没几分钟,下课铃响起,男人平静地落下最后一个字,漠然说了句下课,就低头整理起讲台上的材料。
教室里绝大部分都是女生,下了课都磨蹭着不走,暗搓搓偷窥着讲台上的男人,还有大胆的,找了蹩脚的理由上去假装问问题,为着能近距离多看看纪书言。
几分钟后,教室里的人陆陆续续走的差不多了,杨旭不耐地打发掉一个想和他搭讪的女生,插着兜起身,一步步慢悠悠往讲台走。

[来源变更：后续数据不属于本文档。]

Issue #3889, opened 2020-06-15
Remove login check on tokens when not resetting passwords


sblack-usu:
HydroShare is using the django password reset token generation for all uses of tokens.  This has the side effect of invalidating the token when a user logs into their account before using the token.  A real example of this is for Group Administrators.  When a user requests to join a group, a link is sent to each admin of the group with a unique token so the admin can simply follow the link to approve the user instead of logging into the admin's account and approving the user manually.  If the admin happens to login to their account after the token is generated and before clicking the link with the token, then the token is no longer valid and the admin will receive a message indicating the token is no longer valid when following the link.  

I think we can just extend the PasswordResetTokenGenerator class and remove the last_login piece of the token hash.  https://github.com/django/django/blob/master/django/contrib/auth/tokens.py#L91

Acceptance Criteria: 
1. group admin approval links should not be invalidated when the admin logs into their account after the token is created and before clicking the link.  Identify other scenarios (if any) and use the same criteria.

PR #3891, opened 2020-06-15
[#3889] - use token hash without login date for group membership

sblack-usu:
### Pull Request Checklist: 

- [x] Automated Testing

- [x] Passing Jenkins Build

### Positive Test Case
1. As a user, request access to a group that does not auto-approve membership.  As the group administrator, after the user has requested access, login to hydroshare and then log back out.  Then follow the authorization link sent to the administrator's email.  Confirm the user is added to the group with an appropriate method on the header bar.

### DIFF
--- a/hs_core/tests/api/views/test_group.py
+++ b/hs_core/tests/api/views/test_group.py
@@ -9,8 +9,6 @@ from django.contrib.auth.models import Group
 from django.db import transaction
 from django.utils.http import int_to_base36
 
-from mezzanine.utils.email import default_token_generator
-
 from rest_framework import status
 
 from hs_core import hydroshare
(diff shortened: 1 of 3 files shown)


alvacouch:
@sblack-usu I don't see the big picture. What about the last_login date is being used about the token? A little context at the top would help. There's nothing particularly wrong with this, but I guess I don't understand the problem it's solving.

sblack-usu:
@alvacouch - I talked about in the meeting this morning.  This is a problem for Group Owners when approving group memberhsip.  A real example was yesterday, David went to approve a group membership request by clicking the approval link in an email.  The link did not work because he had already logged into his account AFTER the token was created and BEFORE clicking the approval link.  Because he had logged in, then approval link was expired and no longer worked.

PR #3896, opened 2020-06-18
handle validation error when file not on irods and lazily caclulate size

sblack-usu:
### Pull Request Checklist: 

- [x] Automated Testing

- [x] Passing Jenkins Build

### Positive Test Case
1. Navigate to resource d7d98390ab884eeda89f4a10b072bbc3 and validate it loads

### DIFF
--- a/hs_core/models.py
+++ b/hs_core/models.py
@@ -3418,7 +3418,7 @@ class BaseResource(Page, AbstractResource):
         """
         # trigger file size read for files that haven't been set yet
         for f in self.files.filter(_size__lt=0):
-            f.size()
+            f.calculate_size()
         # compute the total file size for the resource
         res_size_dict = self.files.aggregate(Sum('_size'))
         # handle case if no resource files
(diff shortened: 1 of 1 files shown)


hs_core/models.py
```diff
@@ -3418,7 +3418,7 @@ def size(self):
         """
         # trigger file size read for files that haven't been set yet
         for f in self.files.filter(_size__lt=0):
-            f.calculate_size()
+            f.size()
```
hyi, line 3421: I am not sure why we make this line change. Can you clarify a bit? @sblack-usu

sblack-usu: it's not needed now that I look at it more carefully.  calculate_size resets the db _size value with what is on disk.  size, only sets the db _size value if it hasn't been set.  I wasn't considering the filter above when I made the change.  https://beta.hydroshare.org/resource/d7d98390ab884eeda89f4a10b072bbc3/ was timing out the first couple times I loaded it.  That was only because the _size values hadn't been set yet, not because of my change to size() method.  I'll revert this change.

Issue #3899, opened 2020-06-19
JSONLD has endline in fields.


valentinedwv:
https://www.hydroshare.org/resource/615d426f70cc4346875c725b4b8fdc59/

Identifier fields have a carriage return in the values. Breaks transformation from json.
 ```
           "identifier": "md5:
31954804b4fee50715c79078c4af1bbb",
            "propertyID": "MD5",
            "value": "
31954804b4fee50715c79078c4af1bbb"
```

martinseul:
@hyi would you be able to look into this it should be a quick fix to the work you put on with schema.org?

hyi:
@valentinedwv I have verified that this issue has been fixed. Could you please verify as well and close the issue if it is fixed?

hyi:
@valentinedwv I am closing this issue since both @horsburgh and I have verified this issue, but feel free to reopen if otherwise.

PR #3904, opened 2020-06-25
fixed the carriage return issue #3899

hyi:
### Pull Request Checklist: 

- [ ] Automated Testing

- [ ] Passing Jenkins Build

### Positive Test Case
This should fix the issue #3899


hydrocheck:
| METRIC | VALUE |
|:-----:|:-----:|
| NEW SECURITY HOTSPOTS | 0 |
| NEW VULNERABILITIES | 0 |
| NEW CODE SMELLS | 0 |
| NEW BUGS | 0 |

[https://sonarqube.cuahsi-workstation.com:9000/dashboard?id=hydroshare-3904](https://sonarqube.cuahsi-workstation.com:9000/dashboard?id=hydroshare-3904)

hs_core/models.py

这是个阶梯教室,杨旭不急不慢地迈着步子,窗外的阳光斜斜射在他的身上,仿佛镀了层光膜一般,纪书言眼风里瞟见,身子忍不住僵了一下,他不着痕迹地动了动身子,淡漠地和没话找话站在一边不走的女生道,“没什么问题的话你可以先离开吗,我要和那位迟到的同学谈一谈。”
女生看到杨旭,也不敢再多待,心不甘情不愿地走了。
杨旭把纪书言的表情神态都看在眼里,包括身子细微的转动和刹那的僵硬,嘴角不由勾起一个弧度。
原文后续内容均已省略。